» **Items listed in a dataset**:
PR #6174, opened 2022-10-19
PPML FL example documents update

Litchilitchy:
## Description
some deletion of useless docs and updates of obsolete docs.


qiuxin2012:
You can use bigdl-assembly-all-with-dependencies.jar instread of ppml.jar

PR #6175, opened 2022-10-19
[WIP]Orca: adjust the format of xshards data input in unit test of Orca torch

Chaselzxy:
### 4. How to test?
- [ ] Unit test

### DIFF
--- a/python/orca/src/bigdl/orca/data/utils.py
+++ b/python/orca/src/bigdl/orca/data/utils.py
@@ -344,11 +344,6 @@ def process_spark_xshards(spark_xshards, num_workers):
 def index_data(x, i):
     if isinstance(x, np.ndarray):
         return x[i]
-    elif isinstance(x, dict):
-        res = {}
-        for k, v in x.items():
-            res[k] = v[i]
-        return res
     elif isinstance(x, tuple):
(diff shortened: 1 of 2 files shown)


leonardozcm:
https://github.com/intel-analytics/BigDL/pull/5763/files#diff-652522ccf78fc473ab6e253be32aa5f1383be1f95bea6e1e30303ef7c058ab73R279

I think we don't need this either.

python/orca/src/bigdl/orca/learn/pytorch/training_operator.py
```diff
@@ -276,8 +276,6 @@ def train_batch(self, batch, batch_info):
                 output = self.model(features)
             elif isinstance(features, dict):
                 output = self.model(**features)
-            elif isinstance(features, (tuple, list)):
-                output = self.model(*features)
```
leonardozcm, line 280: remove this in `forward_batch` as well

leonardozcm: I think this is not right here, we should remove the case when features is dict instead of tuple right? @Chaselzxy

leonardozcm:
Close this and assign to @PatrickkZ

PR #6178, opened 2022-10-19
[Chronos]: Support building dist on Windows

hjzin:
### 1. Why the change?

Support building dist on Windows.

### 2. User API changes

N/A
### 3. Summary of the change 

1. make incompatible dependencies and functions only available for linux (ipex, unsetenv(support windows in python 3.9))
2. make some path compatible for windows

To build and install chronos distribution on windows, nano distribution need to be built and installed first.

### DIFF
--- a/python/nano/setup.py
+++ b/python/nano/setup.py
@@ -77,15 +77,24 @@ def setup_package():
                            "keras==2.7.0",
                            "tensorflow-estimator==2.7.0"]
 
-    pytorch_requires = ["torch==1.11.0",
-                        "torchvision==0.12.0",
-                        "pytorch_lightning==1.6.4",
-                        "torchmetrics==0.7.2",
-                        "opencv-python-headless",
-                        "PyTurboJPEG",
-                        "opencv-transforms"
-                        # "intel_extension_for_pytorch==1.11.0"
-                        ]
+    # ipex is only avaliable for linux now
+    if os.name == 'nt':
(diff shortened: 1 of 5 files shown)


python/nano/setup.py
```diff
@@ -77,14 +77,15 @@ def setup_package():
...
+    # ipex is only avaliable for linux now
     pytorch_requires = ["torch==1.11.0",
                         "torchvision==0.12.0",
                         "pytorch_lightning==1.6.4",
                         "torchmetrics==0.7.2",
                         "opencv-python-headless",
                         "PyTurboJPEG",
                         "opencv-transforms",
-                        "intel_extension_for_pytorch==1.11.0"]
+                        "intel_extension_for_pytorch==1.11.0;platform_system!='Windows'"]
```
TheaperDeng, line 88: Could you provide the syntex/doc reference that support the platform check logic here in the PR comment?

TheaperDeng (commented):
others LGTM

python/nano/setup.py
hjzin: > Could you provide the syntex/doc reference that support the platform check logic here in the PR comment?


You can refer to this doc: https://setuptools.pypa.io/en/latest/userguide/dependency_management.html.
And the syntax is here: https://peps.python.org/pep-0508/

TheaperDeng (approved):

PR #6202, opened 2022-10-19
Nano: add gpu-to-cpu feature and uts

TheaperDeng:
## Description

This PR is a collaborated work with @MeouSker77 

### 1. Why the change?
Currently, many pytorch codes written by researchers are written for CUDA specificly, this makes users really frustrating when they want to have a try on CPU servers. This PR proposed an API to solve this problem by only change 1 lines of code.

First round supported apis:
- [x] `torch.Tensor.cuda()`
- [x] `torch.device("cuda")`
- [x] `torch.cuda.amp.autocast`
- [x] `torch.cuda.amp.GradScaler`
- [x] `torch.cuda.set_device`
- [x] `torch.cuda.synchronize`
- [x] `torch.nn.Module.cuda()`
- [x] `torch.cuda.Stream`
- [x] `torch.cuda.current_stream()`
- [x] `torch.cuda.{Float, Int, ...}Tensor`
- [x] `torch.cuda.reset_peak_memory_stats()`
- [x] `torch.cuda.reset_accumulated_memory_stats()`
- [x] `torch.distributed.init_process_group(backend='nccl', ...)`
- [x] `torch.{tensor, rand, ...}(..., device='cuda:0')`
- [x] `tensor.to('cuda:0')`
- [x] `model.to('cuda:0')`
- [x] `torch.load(f, map_location='cuda:0')`

### 2. User API changes

```python
from bigdl.nano.pytorch import patch_torch
patch_torch(gpu_to_cpu=True)

# any pytorch codes that written for CUDA could now run on CPU
```

### 3. Summary of the change 
basically the implementation is based on monkey patch.

- [x] torch version check (since we have not test all versions, I will add the checker after actions are completed the first time)

### 4. How to test?
- [x] Unit test


python/nano/src/bigdl/nano/pytorch/dispatcher.py
```diff
@@ -51,7 +52,7 @@ def _get_patch_map():
     return _mapping_torch
 
 
-def patch_torch():
+def patch_torch(gpu_to_cpu: bool = False):
```
jason-dai, line 55: why not default to true?

TheaperDeng: well because it's experimental for now. But we could set it to True for finding bugs quicker :)

python/nano/src/bigdl/nano/pytorch/dispatcher.py
```diff
@@ -51,7 +52,7 @@ def _get_patch_map():
     return _mapping_torch
 
 
-def patch_torch():
+def patch_torch(gpu_to_cpu: bool = True):
```
jason-dai, line 55: maybe `cuda_to_cpu`

PR #6214, opened 2022-10-20
[PPML] Modify settings in trusted-big-data-ml remote attestation settings

gc-fu:
## Description
Add the following settings to bash.manifest.template:
1. sgx.remote_attestation = "dcap"
2. sys.enable_extra_runtime_domain_names_conf = true

The original setting in first one will generate a warning.

The second one will ensure the gethostname() works correctly in gramine.


Uxito-Ada (approved):
LGTM

Issue #6199, opened 2022-10-19
Nano: bigdl-nano-init not found


Siritao:
When I use conda to activate my env, it says _bigdl-nano-init not found_. But when I directly call bigdl-nano-init in the terminal, it can run successfully. This may be due to the path: 
`>>> bigdl.nano.__file__`
`'/home/cpx/.local/lib/python3.8/site-packages/bigdl/nano/__init__.py'`

`which bigdl-nano-init`
`/home/cpx/.local/bin/bigdl-nano-init`
which is not under /home/cpx/anaconda3/...

PR #6217, opened 2022-10-20
Nano: fix the issue of `bigdl-nano-init`

MeouSker77:
## Description

If user has installed `bigdl-nano` using system's pip, then he can source `bigdl-nano-init` in any conda environment, and this script will mistakenly think that current conda environment has installed `bigdl-nano`, fix this issue: #6199

And, fix another small issue, which will cause `bash: deactivate: command not found`


yangw1234:
> 
I think we should support the scenario where user just uses the system pip (e.g. running a job in a docker container). 

Isn't it the right behavior that if user activates the a conda env, he/she will not have access the command installed in system's pip?

PR #6862, opened 2022-12-02
Chronos: update numpy and SQLAlchemy version

plusbang:
## Description

During installation test on python3.8, it is found that the version of SQLAlchemy influence tuning with multi-processes.
And the latest version of numpy cause AttributeError.

### 2. User API changes

nothing

### 3. Summary of the change 

update numpy and SQLAlchemy version

### 4. How to test?
- [x] Unit test


TheaperDeng (approved):
LGTM

PR #6869, opened 2022-12-05
Nano: a better support on openvino and onnxruntime for models whose forward args with default value

TheaperDeng:
### 1. Why the change?
There has been report that we have bad support for models whose forward args have default values or other parameters
e.g.
```python
class Net(nn.Module):
    def __init__(self):
        super().__init__()
    def forward(self, x, a=True, b=False):
        if a:
            return x+1
        if b:
            return x-1
        return x
```

We should have a much more intelligent args inspectation to:

- [x] generate dynamic axis for only tensor args
e.g., In this case, `a` and `b` will not generate any dynamic axis.
- [x] allow users not inputting input sample for those args who has default values
e.g., In this case, users could
```python
accmodel = InferenceOptimizer.trace(model,
                                    accelerator="onnxruntime",
                                    input_sample=(torch.rand(2,3,1,1),False,True))
```
or just
```python
accmodel = InferenceOptimizer.trace(model,
                                    accelerator="onnxruntime",
                                    input_sample=torch.rand(2,3,1,1))  # the last 2 parameters will use default values (True, False) automatically.
```
- [ ] (Will do next PR, only for onnxruntime) support better type transformation, not only for tensor

### 2. User API changes
Nothing

### 3. Summary of the change 
1. Inspect the forward args and decide which args is tensor by considering
  - users' type hint
  - default values
2. complete the input sample by using the default values

### 4. How to test?
- [ ] Unit test

### DIFF
--- a/python/nano/src/bigdl/nano/utils/inference/pytorch/model_utils.py
+++ b/python/nano/src/bigdl/nano/utils/inference/pytorch/model_utils.py
@@ -85,7 +85,7 @@ def get_tensor_args(model):
         # check if defaults is Tensor
         default_args_start_from = args_length - defaults_length
         if i >= default_args_start_from:
-            if type(forward_defaults[i-default_args_start_from]) == torch.Tensor:
+            if type(forward_defaults[i - default_args_start_from]) == torch.Tensor:
                 tensor_args.append(arg)
             continue
         # nothing is provided, we assume it is a Tensor
@@ -115,11 +115,12 @@ def complement_input_sample(model, input_sample):
     # complement the input sample by defaults
     if isinstance(input_sample, Sequence):
         input_sample_complement = input_sample
-        input_sample_complement += forward_defaults[-(len(forward_args)-input_sample_length):]
+        input_sample_complement += forward_defaults[-(len(forward_args) - input_sample_length):]
     else:
         input_sample_complement = []
         input_sample_complement.append(input_sample)
-        input_sample_complement += list(forward_defaults[-(len(forward_args)-input_sample_length):])
+        input_sample_complement +=\
+            list(forward_defaults[-(len(forward_args) - input_sample_length):])
 
     return tuple(input_sample_complement)
 
--- a/python/nano/src/bigdl/nano/utils/inference/pytorch/model_utils.py
+++ b/python/nano/src/bigdl/nano/utils/inference/pytorch/model_utils.py
@@ -27,6 +27,10 @@ def get_forward_args(model):
     '''
     This function is to get all the arguments(excepts *args and **kwargs)
     It will return a list of arg name
+    E.g.
+    def forward(self, a, b=1, c: int = 3, *args, **kwargs):
+        pass
+    it will return ['a', 'b', 'c']
     '''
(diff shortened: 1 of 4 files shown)


python/nano/src/bigdl/nano/utils/inference/pytorch/model_utils.py
```diff
@@ -32,6 +36,95 @@ def get_forward_args(model):
...
+    '''
+    forward_defaults = inspect.getfullargspec(model.forward).defaults
+    if isinstance(model, LightningModule):
+        if not isinstance(model, AcceleratedLightningModule):
+            # forward param list for compiled model
+            forward_defaults = get_forward_defaults(model.model)
+    return forward_defaults
+
+
+def get_forward_annotations(model):
```
rnwang04, line 52: Maybe more comments to explain the three functions, it's a little hard to understand now.

python/nano/src/bigdl/nano/utils/inference/pytorch/model_utils.py
```diff
@@ -32,6 +36,95 @@ def get_forward_args(model):
...
+
+def complement_input_sample(model, input_sample):
+    '''
+    This function will give a complemented input sample
+    Mainly using default value to complete.
+    '''
+    forward_args = get_forward_args(model)
+    forward_defaults = get_forward_defaults(model)
+    input_sample_length = 1
+    if isinstance(input_sample, Sequence):
```
rnwang04, line 104: what if input_sample is a dict？
or now we only support sequence.

python/nano/test/onnx/pytorch/test_onnx.py
```diff
@@ -177,6 +177,64 @@ def test_onnx_context_manager(self):
...
+
+        model = Net()
+
+        x = torch.rand(1,3,1,1)
+        y = 3
+        result_true = model(x, y)
+        # sample with only required parameters (in a tuple)
+        accmodel = InferenceOptimizer.trace(model,
+                                            accelerator="onnxruntime",
+                                            input_sample=(torch.rand(2,3,1,1),3))
```
rnwang04, line 234: in this case, can we only pass in torch.rand(2,3,1,1)?

python/nano/src/bigdl/nano/utils/inference/pytorch/model_utils.py
TheaperDeng: Done

python/nano/src/bigdl/nano/utils/inference/pytorch/model_utils.py
TheaperDeng: Could we support dict as an input sample now? I did not find any ut for this.

python/nano/test/onnx/pytorch/test_onnx.py
TheaperDeng: change a little bit of the uts. Done

Oscilloscope98 (approved):
LGTW

MeouSker77 (approved):
LGTM

PR #6871, opened 2022-12-05
Chronos: Update doc to illustrate deploy mode in `TSDataset`

hjzin:
### 1. Why the change?

Since deploy mode is introduced in `TSDataset`, we need to update the related doc to tell users when and how to use it.

### 2. User API changes

N/A
### 3. Summary of the change 

Update related doc to tell users when and how to use deploy mode.
Preview:
https://zhaojie-doc.readthedocs.io/en/deploy-mode-doc/doc/Chronos/Overview/data_processing_feature_engineering.html#create-a-tsdataset

https://zhaojie-doc.readthedocs.io/en/deploy-mode-doc/doc/Chronos/Howto/how_to_process_data_in_production_environment.html#In-production-environment

### 4. How to test?
- [ ] Document test


TheaperDeng:
In the how to guide, we could
1. in code snip, we could remove the setting of `fit=False` and `is_predict=True` right?
2. in the note, we could only let users set `deploy_mode=True`

PR #6875, opened 2022-12-06
[ORCA] Support Optional `model_creator` with PyTorch Pyspark Estimator

sgwhat:
## Description
This PR based on https://github.com/intel-analytics/BigDL/pull/6751 to support loading an entire torch model instead of defining a model with `model_creator`.

### 1. Why the change?
For user-issues, some users need to load a saved model directly for continuous prediction and training.

### 2. User API changes
Usage with ignoring `model_creator`.
```python
est = estimator.from_torch(optimizer=optimizer_creator, loss=nn.BCELoss(),
                           metrics=Accuracy(), backend="spark")
```

### 3. Summary of the change 
Based on save/load entire model PR https://github.com/intel-analytics/BigDL/pull/6751, PyTorch Estimator could load an entire model on driver, and broadcast model class (while spark executor could not serialize `model` and `model_path`) to executors to replace `model_creator`.

### 4. How to test?
- [x] Unit test
- [x] Yarn test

» **Activity**: Only lines containing the string "more" belong in the answer; find them in the data above and copy them.

» **Result of the exercise**:
We should have a much more intelligent args inspectation to:
rnwang04, line 52: Maybe more comments to explain the three functions, it's a little hard to understand now.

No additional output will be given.